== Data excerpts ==
* * *

PR #1150, opened 2017-05-31
adds a warn template tag

fredkingham:


opal/templatetags/menus.py
```diff
@@ -17,7 +17,7 @@ def menu(context):
     """
     context = copy.copy(context)
     app = application.get_app()
-    menu = app.get_menu(user=context['user'])
+    menu = app.get_menu(user=context.get('user', None))
```
davidmiller: Is this part of the warnings PR ?

PR #1156, opened 2017-06-01
add elcid the elcid loggers into opal

fredkingham:


davidmiller:
@fredkingham I think this makes the tests quite noisy - see https://travis-ci.org/openhealthcare/opal/jobs/238320064

davidmiller:
Also: I think this probably wants to be not a sub point release... e.g. targets v0.8.3 or 0.9.0

TBH I can prob. live with waiting until 0.9 and porting the logger across  to e.g. RFH in the meantime...

Unless you particularly want to make an 8.3 release in the next week or so?

PR #1157, opened 2017-06-01
add options to the patient list as to whether we allow adding a patient or editing teams

fredkingham:


fredkingham:
Note I'm suggesting a merge into v0.8.2.2 as it fixes (by removing) the broken edit teams modals. 

It lets us declare edit teams and add new patient in the patient list.

opal/templates/partials/_teams_list.html
```diff
@@ -1,12 +0,0 @@
-<h4>
-  <i class="fa fa-users"></i> Teams
```
davidmiller: Isn't this exactly the case that we introduced the warning template tag for?

davidmiller:
Similar to the email logger one - can we target this at 8.3/9 ?

opal/templates/partials/_teams_list.html
fredkingham: yep, except that's in v0.9.0. We could leave it in just so that we can add in a warning for it in 0.9.1 but I'm not sure its worth it

PR #1175, opened 2017-06-08
remove the unused option to pass in a file name to load lookup lists

fredkingham:


davidmiller:
TBH I think that's precisely the wrong thing to do :) 

I think you should be able to tell this command to ignore it's 'be clever about where the files are'.

e.g. I work on two apps and I want to pass a relative path to the data from another app which I have on my system but it isn't in this app's `INSTALLED_APPS` yet...

I get what you mean about 'unused code', but I'd rather implement the option :)

fredkingham:
but at the moment its wrong! Implementing the option isn't hard, but I don't think we should have bits of code floating around that don't do anything that we'll probably implement in the future to make them work no?

PR #1177, opened 2017-06-11
Add eq/ne operators for the MenuItem class.

### LINKED ISSUE #1148: add equality to the menu items
add an __eq__ method to the MenuItem cls

pdmorrow:
This provides object equality for the menuitem class rather than "visual" equality  Unit test coverage remains at 100%.

Resolves #1148

### DIFF
--- a/opal/core/menus.py
+++ b/opal/core/menus.py
@@ -16,6 +16,23 @@ class MenuItem(object):
     def __repr__(self):
         return u"<Opal MenuItem href: '{0}'>".format(self.href)
 
+    def __eq__(self, other):
+        if not isinstance(other, MenuItem):
+            return NotImplemented
+
+        return (self.template_name == other.template_name and
+                self.activepattern == other.activepattern and
+                self.href == other.href and
+                self.icon == other.icon and
+                self.display == other.display and
+                self.index == other.index)
+
+    def __ne__(self, other):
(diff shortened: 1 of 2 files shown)


davidmiller:
This looks good to me - thanks @pdmorrow !

I suspect that I would _probably_ have split into two separate test methods for e.g. `==` and `!=` separately, but that's my taste more than anything particularly concrete :) 

@fredkingham - in the issue you [suggested](https://github.com/openhealthcare/opal/issues/1148#issuecomment-307644397) that 

> there's an argument that some attributes such as index don't need to be part of equality

FWIW I currently strongly feel that index is part of a sensible `__eq__` implementation and that it should operate on all of the properties. (As per this PR!)

Is there a particular use case I'm not thinking of?
I guess I might want to do some comparison based on the `href` but that's probably clearer written accessing the `.href` attribute directly?

fredkingham:
I'm just not sure you ever want for example to 'Add Patient' to appear in the menu items. That said I think its a non problem because as soon as you ran the application you'd see it and yeah maybe the best way to flag that wouldn't be in the __eq__ method anyway.

To conclude, looks great!

pdmorrow:
Thanks guys.  Sorry for the lack of replies during the day, day job is keeping me busy :)

PR #1178, opened 2017-06-11
Fix flake8 error.

pdmorrow:
7db573b Broke the flake8 run.


davidmiller:
Oh wow, great shout.

Thought my commit fixing this had gone into 0.9.0 but it's stuck on a feature branch - thanks @pdmorrow !

PR #1183, opened 2017-06-21
removing unused block

fredkingham:
I don't think this is ever used, it seems to come from 3 years ago from 

https://github.com/openhealthcare/opal/blame/v0.4.3/opal/static/js/opal/services/item.js

At that time I don't think we ever had integer fields, or if we did they were from observations and those aren't relative here.

I've tested with observations and time fields just to make sure and they work fine.


davidmiller:
It's about this I think: 

https://github.com/openhealthcare/elcid/commit/8d1b07630e9620f5ce92f830cbb1fe9560d60940#diff-cd78c938ec4beaa196abec0c07e0633bL348

PR #1186, opened 2017-06-25
moves the pagination of the fuzzy search into the database

fredkingham:


opal/core/search/tests/test_views.py
```diff
@@ -196,6 +197,29 @@ def test_incomplete_matching(self):
...
+        """
+        # we need to make sure we're all logged in before we start
+        self.assertIsNotNone(self.user)
+        for i in range(100):
+            self.create_patient(
+                "James", "Bond", str(i)
+            )
+
+        with self.assertNumQueries(35):
+            self.get_response('{}/?query=Bond'.format(self.url))
```
davidmiller: Why does searching for Bond do 35 database queries ? :)

fredkingham: I think that's because of the creation of patient summaries. Which is inefficient because we don't have a db only way to pull our episode start stop, so its manually goes through.

We could probably optimise it, but I don't think those 35 queries are causing us issues now. So they shouldn't cause issues in future. That's the theory anyway.

In fact this *should* (famous last words) be significantly faster, because this will mean that we do the pagination even in the database even when autocomplete search is disabled. So rather than do all patient summary aggregations on every request, we'll only get what we will display.

PR #1187, opened 2017-07-06
Bring in pathways

fredkingham:


davidmiller:
@fredkingham looks good ! 

2 things: 

- Js tests aren't passing :(
- The python tests here introduce an additional datetime warning - can we squash it by presumably `make_timezone_aware`ing the offending `datetime()` ?

davidmiller:
:boom:

PR #1199, opened 2017-07-19
removes discharge date and date of admission and date of episode adds…

fredkingham:
… in start and end


davidmiller:
@fredkingham This is great. So much cleaner with this refactor!

PR #1200, opened 2017-07-20
Force text on choices

fredkingham:


fredkingham:
we're going to do this in the serialiser instead

PR #1215, opened 2017-07-30
Cached modal template

fredkingham:


fredkingham:
Remove these from record panels as it makes the patient detail load too slow.
Leave in patient lists

PR #1045, opened 2023-05-15
refactor(wallet): remove unused wallet store fields

pwltr:
### Description

- remove all unused fields from wallet reducer
- move `addressTypes` out of reducer

### Type of change

Refactoring (improving code without creating new functionality)

### Tests

No test


coreyphillips:
This LGTM. My only suggestion is that we leave `blacklistedUtxos` in. Otherwise, we'll have to migrate it back in at a later date once we add that feature.

coreyphillips (approved):

PR #1046, opened 2023-05-15
fix(send): fixes & refactoring in send flow

pwltr:
### Description

- refactor Recipient screen
- reset transaction state when opening Send flow
- fix max send when using Lightning
- fix ReviewAndSend LN invoice rendering
- fix ReceiveQR tooltip position
- fix settings e2e test

### Type of change

Bug fix (non-breaking change which fixes an issue)

### Tests

No test

### Screenshot / Video

https://github.com/synonymdev/bitkit/assets/8538369/718927d0-4bfe-411b-933c-96587ec4f1cc

### QA Notes

Test all ways to input valid data:
- from main scanner
- from send scanner
- from paste (button)
- from paste (system paste)
- from contacts
- onchain & lightning
- iOS & Android

valid data: unified, Bitcoin address, LN invoice, slashtag


limpbrains (approved):

limpbrains:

* * *

== THE PROBLEM ==
Which lines above contain the word "there"? Copy all of them.

== SOLUTION FOR THIS EXERCISE ==
> there's an argument that some attributes such as index don't need to be part of equality
Is there a particular use case I'm not thinking of?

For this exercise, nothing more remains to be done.